European intellectuals have contributed to formal theories of imperialism. In Imperialism, the Highest Stage of Capitalism. Lenin said capitalism necessarily induced monopoly capitalism as imperialism to find new business and resources, representing the last and highest stage of capitalism. The necessary expansion of capitalism beyond the boundaries of nation states a foundation of Leninism was shared by Rosa Luxemburg and liberal philosopher Hannah Arendt. Since then, Marxist scholars extended Lenin's theory to be synonymous with capitalist international trade and banking.
Marxist imperialism theory, and the related dependency theory, emphasize the economic relationships among countries, rather than formal political and military relationships. Thus, imperialism is not necessarily direct formal control of one country by another, but the economic exploitation of one by another. This Marxism contrasts with the popular conception of imperialism, as directly controlled colonial and neocolonialism empires.
Per Lenin, Imperialism is Capitalism, with five simultaneous features:
Concentration of production and capital led to the creation of national and multinational monopolies not as in liberal economics, but as power over their markets while "free competition" remains the domain of local and niche markets:
Free competition is the basic feature of capitalism, and of commodity production generally; monopoly is the exact opposite of free competition, but we have seen the latter being transformed into monopoly before our eyes, creating large-scale industry and forcing out small industry, replacing large-scale by still larger-scale industry, and carrying concentration of production and capital to the point where out of it has grown and is growing monopoly: cartels, syndicates and trusts, and merging with them, the capital of a dozen or so banks, which manipulate thousands of millions. At the same time the monopolies, which have grown out of free competition, do not eliminate the latter, but exist above it and alongside it, and thereby give rise to a number of very acute, intense antagonisms, frictions and conflicts. Monopoly is the transition from capitalism to a higher system
Lenin saw a lot of potential in Capitalism:
1.Lenin saw monopoly capitalism limited by the law of falling profit, as the ratio of constant capital to variable capital increased. Per Marx, only living labour creates profit in the form of surplus-value. As the ratio of surplus value to the sum of constant and variable capital falls, so does the rate of profit on invested capital.
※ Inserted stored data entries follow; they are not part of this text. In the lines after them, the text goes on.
PR #2439, opened 2019-05-30
CAP-106 Don't use eirini service account for diego post-deployment-setup

jandubois:
Requires a bump to fissile to pass through a templated service account name without trying to validate it at build time.


jandubois:
https://github.com/SUSE/scf/pull/2470 splits of Eirini setup into a separate job with it's own service account.

PR #2442, opened 2019-05-31
[#UcByaqlM] [CAP-259] Force abort on errors within AZ and PZ handling.

andreas-kupries:
## Description

See [CAP-259](https://jira.suse.com/browse/CAP-259)

## Notes

  - We only have to remove the `|| true` masking the error. The script runs in a context which aborts on error.
  - Rebased to head of dev. Collapsed the various back and forth in the history.

## Test plan

In the original submission it was `missing privileges of node-reader service account` which should have triggered the error.

Tested in local vagrant with
- Intentionally crippled `node-reader` account. (See the `verbs` of `node-reader-role` to `delete` (Cannot make it empty, that is rejected by `fissile`. Using `delete`, an irrelevant verb here, to get around that))
- Inserted `false`.

### DIFF
--- a/container-host-files/etc/scf/config/scripts/configure-az.sh
+++ b/container-host-files/etc/scf/config/scripts/configure-az.sh
@@ -23,7 +23,7 @@ else
     # the diego-cell instance group.
 
     QUERY="jsonpath={.metadata.labels.${AZ_LABEL_NAME}}"
-    NODE_AZ=$("${kubectl}" get node "${node}" -o "${QUERY}" || true)
+    NODE_AZ=$("${kubectl}" get node "${node}" -o "${QUERY}")
 
     if test -z "${NODE_AZ}"
     then
--- a/container-host-files/etc/scf/config/scripts/configure-pz.sh
+++ b/container-host-files/etc/scf/config/scripts/configure-pz.sh
@@ -23,7 +23,7 @@ else
     # the diego-cell instance group.
 
     QUERY="jsonpath={.metadata.labels.${PZ_LABEL_NAME}}"
-    NODE_PZ=$("${kubectl}" get node "${node}" -o "${QUERY}" || true)
+    NODE_PZ=$("${kubectl}" get node "${node}" -o "${QUERY}")
 
     if test -z "${NODE_PZ}"
     then


container-host-files/etc/scf/config/scripts/configure-az.sh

2. Finance capital replaces industrial capital, as industrial capitalists rely more upon bank generated finance capital.
3. Finance capital exportation replaces the exportation of goods.
4. The economic division of the world, by multi-national enterprises via international cartel
5. The political division of the world by the great powers, wherein exporting finance capital to their colonies allows their exploitation for resources and continued investment. This super exploitation of poor countries allows the capitalist industrial nations to keep some of their own workers content with slightly higher living standards. (cf. labor aristocracy; globalization)
Claiming to be Leninist, the U.S.S.R. proclaimed itself foremost enemy of imperialism, supporting armed, national independence or communist movements in the Third World, while simultaneously dominating Eastern Europe and Central Asia. Marxists and Maoists to the left of Trotsky, such as Tony Cliff, claim the Soviet Union was imperialist. Maoists claim it occurred after Khrushchev's ascension in 1956; Cliff says it occurred under Stalin in the 1940s. Harry Magdoff's Age of Imperialism (1954) discusses Marxism and imperialism.
Lenin's theory of imperialism has been critiqued by many scholars. One problem with Lenin's theory concerns the measured volumes of trade and capital flow among European capitalist societies and between European capitalist societies and poor Third World societies. European capitalist systems since the nineteenth century have always done the vast bulk of their trading among themselves, with a relative sliver of trade and capital flow going out to non-developed societies in comparison with trade and capital flow within the great European systems.
Lenin's theory also contradicts Marx's doctrine of the reserve army of the unemployed, which holds that capitalism, for systemic reasons, cannot generate enough capital to employ all those who want to work. Lenin failed to see the contradiction, between the claim that capitalism builds up so much capital that it must send the excess overseas to "exploit" less developed societies, and the claim that capitalism cannot generate enough capital to sustain full employment.
The aforementioned contradiction can be seen as a distortion of Marxist-Leninist Theory. It is true that Marx uncovered systematic failures inherent to capitalism such as the inability of capitalism to provide work for all people. For instance, many modern Nations have an unemployment rate significantly greater than zero. However, Marx attributed such a failure to the dynamics of capitalist production. Capitalists, in general, own the means of production and make profit. What is important here is how the profit is re-invested into the capitalist system. Rather than pay their workers higher wages or hire a larger work force, capitalists spend a significant portion of their profits on technological development. For example, the modern assembly line relies heavily on machinery. These machines take away the jobs of human workers. At the same time, capitalists are able to churn out more products using such machinery. Capital, then, can be increased. In terms of imperialism, Lenin's theory does not contradict Marx's analysis of capitalism. Both men believed in and witnessed the formation of monopolies. Both men also stressed the insatiable appetite of capitalism to search for new markets that can increase profit. Since the bottom line for monopolies is to increase profit, Lenin was right insofar as imperialism is caused by the search for new markets.